Effective cyclotron mass $m^{\text{cyc}}$ along three high symmetry directions for ${\mathrm{Pb}}_{1-x}{\mathrm{Na}}_x\mathrm{Te}$ samples, as a function of the Hall number. Cyclotron effective masses were determined through fitting the curves in Figs. 10, 11, and 20 to the LK formula in Eq. (1). $m_{\perp }^{\text{cyc}}$ is the cyclotron mass in the transverse direction of the $L$-pocket ellipsoid, or [111] direction (red-solid squares); $m_{\left[100\right]}^{\text{cyc}}$ is the cyclotron mass in the [100] direction of the crystal lattice (gray-solid circles); and $m_{\parallel }^{\text{cyc}}$ is the cyclotron mass in the longitudinal direction of the $L$-pocket ellipsoid (blue-solid diamond).

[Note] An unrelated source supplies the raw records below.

PR #1095, opened 2021-08-04
Make array documentation consistent in docs

### LINKED ISSUE #638: Standardize numpy array type documentation
We should standardize documentation of function parameters, class constructor parameters, and properties that accept or return numpy arrays. This stems from discussion on #618. Our current consensus is to adopt a modified version of the style currently used in [freud](https://freud.readthedocs.io/en/latest), which reads like `(N_{particles}, 3) numpy.ndarray`. The specific format we settled on is

```
(SHAPE) numpy.ndarray [of TYPE][, optional]
```
(where square brackets indicate optional components).

Ideally, we should also use this across other [glotzerlab](https://github.com/glotzerlab/) packages as well, but that's out of scope for here.

joaander:
## Description

Make sphinx documentation of array quantities consistent

* lists are documented at list[type]
* numpy arrays as discussed in #638

## Motivation and context

The documentation should be consistent.

Resolves #638

## How has this been tested?

I rendered the sphinx docs locally and checked that each modification renders correctly.

## Change log

```
Improved documentation.
```

## Checklist:

### DIFF
--- a/hoomd/box.py
+++ b/hoomd/box.py
@@ -247,7 +247,7 @@ class Box:
     # Length based properties
     @property
     def L(self):  # noqa: N802 - allow function name
-        """(3) `numpy.ndarray` of `float`: The box lengths, ``[Lx, Ly, Lz]`` \
+        """(3, ) `numpy.ndarray` of `float`: The box lengths, ``[Lx, Ly, Lz]`` \
         :math:`[\\mathrm{length}]`.
 
         Can be set with a float which sets all lengths, or a length 3 vector.
@@ -300,7 +300,7 @@ class Box:
     # Box tilt based properties
     @property
     def tilts(self):
-        """(3) `numpy.ndarray` of `float`: The box tilts, ``[xy, xz, yz]``.
+        """(3, ) `numpy.ndarray` of `float`: The box tilts, ``[xy, xz, yz]``.
 
         Can be set using one tilt for all axes or three tilts. If the box is 2D
         ``xz`` and ``yz`` will automatically be set to zero.
@@ -348,7 +348,7 @@ class Box:
     # Misc. properties
     @property
     def periodic(self):
-        """(3) `numpy.ndarray` of `bool`: The periodicity of each dimension."""
+        """(3, ) `numpy.ndarray` of `bool`: The periodicity of each dimension."""
         return _vec3_to_array(self._cpp_obj.getPeriodic(), bool)
 
     @property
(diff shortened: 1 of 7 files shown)


b-butler (commented):
This change is needed, but the only concern I have is constency when documenting the types of the array elements. I am the one that promoted `float` over `numpy.float64` since these are effectively the same type `np.ndarray.astype` treats `float` as a double precision floating point number. However, we document the size of signed/unsigned integers explicitly. This PR also switches `float32` to `float` which is less explicit.

I originally, thought that following NumPy's advice to use `float`, `int`, and `bool` as NumPy array dtypes for the documentation made sense. But if we are only doing that for `float` and not differentiating between `float64` and `float32`, we should like switch to using those. Since this is a larger change, and it is my fault for using `float` in the first place, if you agree @joaander I can make the necessary find and replace.

joaander:
> This change is needed, but the only concern I have is constency when documenting the types of the array elements. I am the one that promoted `float` over `numpy.float64` since these are effectively the same type `np.ndarray.astype` treats `float` as a double precision floating point number. However, we document the size of signed/unsigned integers explicitly. This PR also switches `float32` to `float` which is less explicit.

`float` is correct for snapshots following your recommendation to use `float` instead of `numpy.float64`:
```
>>> import hoomd
>>> sim = hoomd.Simulation(device=hoomd.device.CPU())
>>> sim.create_state_from_gsd('init.gsd')
>>> snap = sim.state.get_snapshot()
>>> snap.particles.position
array([[-0.5  ,  0.   ,  0.125],
       [ 0.5  ,  0.   ,  0.125]])
>>> snap.particles.position.dtype
dtype('float64')
```

I'm not aware of any places in HOOMD where we explicitly export `float32` arrays. If a user builds HOOMD with a single precision mode, many of these arrays (but not snapshots) would be `float32` instead of `float64`.

> I originally, thought that following NumPy's advice to use `float`, `int`, and `bool` as NumPy array dtypes for the documentation made sense. But if we are only doing that for `float` and not differentiating between `float64` and `float32`, we should like switch to using those. Since this is a larger change, and it is my fault for using `float` in the first place, if you agree @joaander I can make the necessary find and replace.

I don't think we can use `int` for the integer data types because these data types are explicitly sized and Python's `int` is not. Python also lacks a concept of an unsigned integers. At the same time, sphinx is not able to cross-link to `numpy.uint32` data structures - so I changed it to a more generic `uint32` and `int32` expecting users to know what that means. If you prefer the unlinked `numpy.uint32` and `numpy.int32` references I can change it back.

The red-dashed line represents a guide to the eye for the trend observed in the longitudinal cyclotron mass. The blue-dashed line is the trend expected for the longitudinal cyclotron mass given the anisotropy parameter of $m_{\parallel }^{\text{cyc}}/m_{\perp }^{\text{cyc}}=\sqrt{K}=3.78$. The small open triangles show the $L$-pocket effective cyclotron masses determined through our DFT calculations, as shown in Fig. 6. The agreement between the calculated masses and the experimental values for the transverse and [111] direction is outstanding.

Figure 17

Dingle temperature in the transverse direction ${\mathrm{\Theta }}_{D,\perp }$ obtained through fitting of the curves in Fig. 10 to the LK formula in Eq. (1), as a function of carrier concentration $p_H$. We find that the Dingle temperature is independent of carrier concentration, with a value of ${\mathrm{\Theta }}_{D,\perp }=(9.7\pm 0.4)$ K, indicated by the dashed-gray line. This value of ${\mathrm{\Theta }}_{D,\perp }$ results in a value of $\tau =(0.125\pm 0.005)$ ps for the carrier relaxation time along the transverse direction.

Figure 18

Lattice parameter of the cubic unit cell of ${\mathrm{Pb}}_{1-x}{\mathrm{Na}}_x\mathrm{Te}$ samples with different Na content, as a function of temperature. Filled symbols represent the experimentally determined values, and the solid lines represent a fit to a low order polynomial, as explained in the text, from which the zero-temperature lattice parameter can be extrapolated.

Figure 19

Evolution of SdH frequencies (a) and cyclotron masses (b) as a function of density of holes in the $L$-pocket $p_L$ for two different volumes: 6.50 Å (open symbols and superscript $l$) and 6.44 Å (filled symbols and no superscript). The larger volume corresponds also to a larger band offset 120 vs 74 meV. The dashed vertical lines indicate the $L$-pocket hole density above which the $\mathrm{\Sigma }$ pockets start to be populated.

Figure 20

Temperature dependence of the amplitude of the oscillating component of magnetoresistance for ${\mathrm{Pb}}_{1-x}{\mathrm{Na}}_x\mathrm{Te}$ samples, with magnetic field oriented in or close to the [100] direction. The left-column plots of each composition show the background-free data at different temperatures. The right-column plots show the fits of the data to the LK formula in Eq. (1), using the two most dominant frequencies observed in the FFT of the lowest temperature curve (three most dominant for the $x=0.62\%$ sample). From these fits, the values of cyclotron effective mass and Dingle temperature, for each frequency term, are obtained.